Yangzee
- Full name: Yangzee Football Club
- Founded: 1967
- Dissolved: 1970
- Owner: Korean Central Intelligence Agency
| Home colours | Away colours |

= Yangzee FC =

1967–1970 South Korean football club

Yangzee Football Club (양지 축구단) was a South Korean football club.

==History==
Yangzee was a special football club aimed at anti-communism, and was founded by the Korean Central Intelligence Agency (KCIA) on 29 March 1967, after the North Korea national football team reached the quarter-finals in the 1966 FIFA World Cup. Under the then-head of the KCIA Kim Hyong-uk, the club was charged with improving the level of football in South Korea, recruiting the best talent of the time. Participation in the squad served as an alternative to the mandatory military service requirement for Korean nationals. During their time with the team, the players lived and trained at the headquarters of the Intelligence Agency. They also received high salaries and long-term overseas training in return for intensive training. The team dominated the domestic football scene at the time, and in 1969 reached the final of the Asian Club Championship, losing 1–0 to Maccabi Tel Aviv in the final.

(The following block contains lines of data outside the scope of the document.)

PR #2012, opened 2021-02-05
Updated dependencies to include swig

Arvind-Srinivasan:
Due to the fact rapidyaml now has to be build locally, the build fails without the swig package installed. I added this as a dependency for now to make it easier to have the install process work automatically without having to manually install this package.

### DIFF
--- a/environment.yml
+++ b/environment.yml
@@ -19,6 +19,9 @@ dependencies:
   - flake8
   - nodejs
   - libiconv
+  # swig is required to build the rapidyaml package
+  # It can be removed once that is available in PyPi
+  - swig
   # libxml2 2.9.10 contains an integer overflow fix required for arch-defs.
   - libxml2>=2.9.10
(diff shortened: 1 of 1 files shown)


litghost:
> Due to the fact rapidyaml now has to be build locally, the build fails without the swig package installed. I added this as a dependency for now to make it easier to have the install process work automatically without having to manually install this package.

Please DCO your commit. Let's see if the CI is happy with the change.

Arvind-Srinivasan:
What exactly is DCO?

litghost:
> What exactly is DCO?

https://en.wikipedia.org/wiki/Developer_Certificate_of_Origin

When you commit, use `git commit -s`.  You can also add signout on an existing branch with `git rebase --signoff ...`.

Arvind-Srinivasan:
Fixed!

litghost:
Looks like CI didn't explode: https://github.com/SymbiFlow/symbiflow-arch-defs/runs/1840294925?check_suite_focus=true

If this goes green I'll merge it!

As Kim's grip on power at the Intelligence Agency slipped away, and interest in the football club waned as relations towards North Korea improved, the team was wound up on 17 March 1970.

==Managers==
- Choi Chung-min
- Kim Yong-sik

==Honours==
=== Continental ===
- Asian Champion Club Tournament
  Runners-up: 1969

=== Domestic ===
- Korean National Championship
  Champions: 1968
- Korean President's Cup
  Champions: 1968

=== Minor competitions ===
- Pestabola Merdeka: 1967 (Note: Also recognised as the result of the South Korea national football team.)